You can use AWS Step Functions to run PySpark applications as EMR Steps on an existing EMR cluster. Using Step Functions, we can also create the cluster, run multiple EMR Steps sequentially or in parallel, and finally, auto-terminate the cluster.

We will create two state machines for this demo, one for the PySpark data processing applications and one for the PySpark data analysis applications. To create state machines, we first need to create JSON-based state machine definition files. The files are written in Amazon States Language. According to AWS, Amazon States Language is a JSON-based, structured language used to define a state machine, a collection of states that can do work (Task states), determine which states to transition to next (Choice states), stop execution with an error (Fail states), and so on.

The definition files contain specific references to AWS resources deployed to your AWS account originally created by CloudFormation. Below is a snippet of the state machine definition file, step_function_emr_analyze.json, showing part of the configuration of the EMR cluster. Note the parameterized key/value pairs (e.g., “Ec2KeyName.$”: “$.InstancesEc2KeyName” on line 5). The values will come from a JSON-formatted inputs file and are dynamically replaced upon the state machine’s execution.

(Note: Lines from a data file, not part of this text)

PR #43, opened 2020-02-03
[jaeger] Update readme

naseemkullah:
- Lint as per https://github.com/DavidAnson/markdownlint/blob/v0.18.0/doc/Rules.md
- Fix service account values
- Update recently added images to use ones from jaeger website


arpitjindal97:
This also looks good to me. We can merge this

"ServiceRole": "$.ServiceRole",
"JobFlowRole.$": "$.JobFlowRole",
"LogUri.$": "$.LogUri",
"Instances": {
"Ec2KeyName.$": "$.InstancesEc2KeyName",
"Ec2SubnetId.$": "$.InstancesEc2SubnetId",
"KeepJobFlowAliveWhenNoSteps": true,
"InstanceFleets": [
{
"InstanceFleetType": "MASTER",
"TargetOnDemandCapacity": 1,
"InstanceTypeConfigs": [
{
"InstanceType": "m5.xlarge"
}
]
},
{
"InstanceFleetType": "CORE",
"TargetSpotCapacity": 2,
"InstanceTypeConfigs": [
{
"InstanceType": "r5.2xlarge"
}
]
}
]
}

Python Templating

To automate the process of adding dynamic resource references to the state machine’s inputs files, we will use Jinja, the modern and designer-friendly templating language for Python, modeled after Django’s templates. We will render the Jinja template to a JSON-based state machine inputs file, replacing the template’s resource tags (keys) with values from the SSM Parameter Store’s parameters. Below is a snippet from the inputs file Jinja template, step_function_inputs_analyze.j2.

{
"CreateCluster": true,
"TerminateCluster": true,
"ScriptBootstrapActionScript": "s3://{{ bootstrap_bucket }}/bootstrap_actions.sh",
"LogUri": "s3n://{{ logs_bucket }}",
"InstancesEc2KeyName": "{{ ec2_key_name }}",
"InstancesEc2SubnetId": "{{ ec2_subnet_id}}",
"JobFlowRole": "{{ emr_ec2_role }}",
"ServiceRole": "{{ emr_role }}",
"ArgsBakerySalesSsm": [
"spark-submit",
"–deploy-mode",
"cluster",
"–master",
"yarn",
"–conf",
"spark.yarn.submit.waitAppCompletion=true",
"s3a://{{ work_bucket }}/analyze/bakery_sales_ssm.py"
]
}

First, install Jinja2, then create two JSON-based state machine inputs files from the Jinja templates using the included Python file.

# install Jinja2
python3 -m pip install Jinja2

python3 ./scripts/create_inputs_files.py

Below we see the same snippet of the final inputs file. Jinja tags have been replaced with values from the SSM Parameter Store.

{
"CreateCluster": true,
"TerminateCluster": true,
"ScriptBootstrapActionScript": "s3://emr-demo-bootstrap-123456789012-us-east-1/bootstrap_actions.sh",
"LogUri": "s3n://emr-demo-logs-123456789012-us-east-1",
"InstancesEc2KeyName": "emr-demo-123456789012-us-east-1",
"InstancesEc2SubnetId": "subnet-06ab61f888a932d12",
"JobFlowRole": "EMR_EC2_DemoRole",
"ServiceRole": "EMR_DemoRole",
"ArgsBakerySalesSsm": [
"spark-submit",
"–deploy-mode",
"cluster",
"–master",
"yarn",
"–conf",
"spark.yarn.submit.waitAppCompletion=true",
"s3a://emr-demo-work-123456789012-us-east-1/analyze/bakery_sales_ssm.py"
]
}

Using the definition files, create two state machines using the included Python files.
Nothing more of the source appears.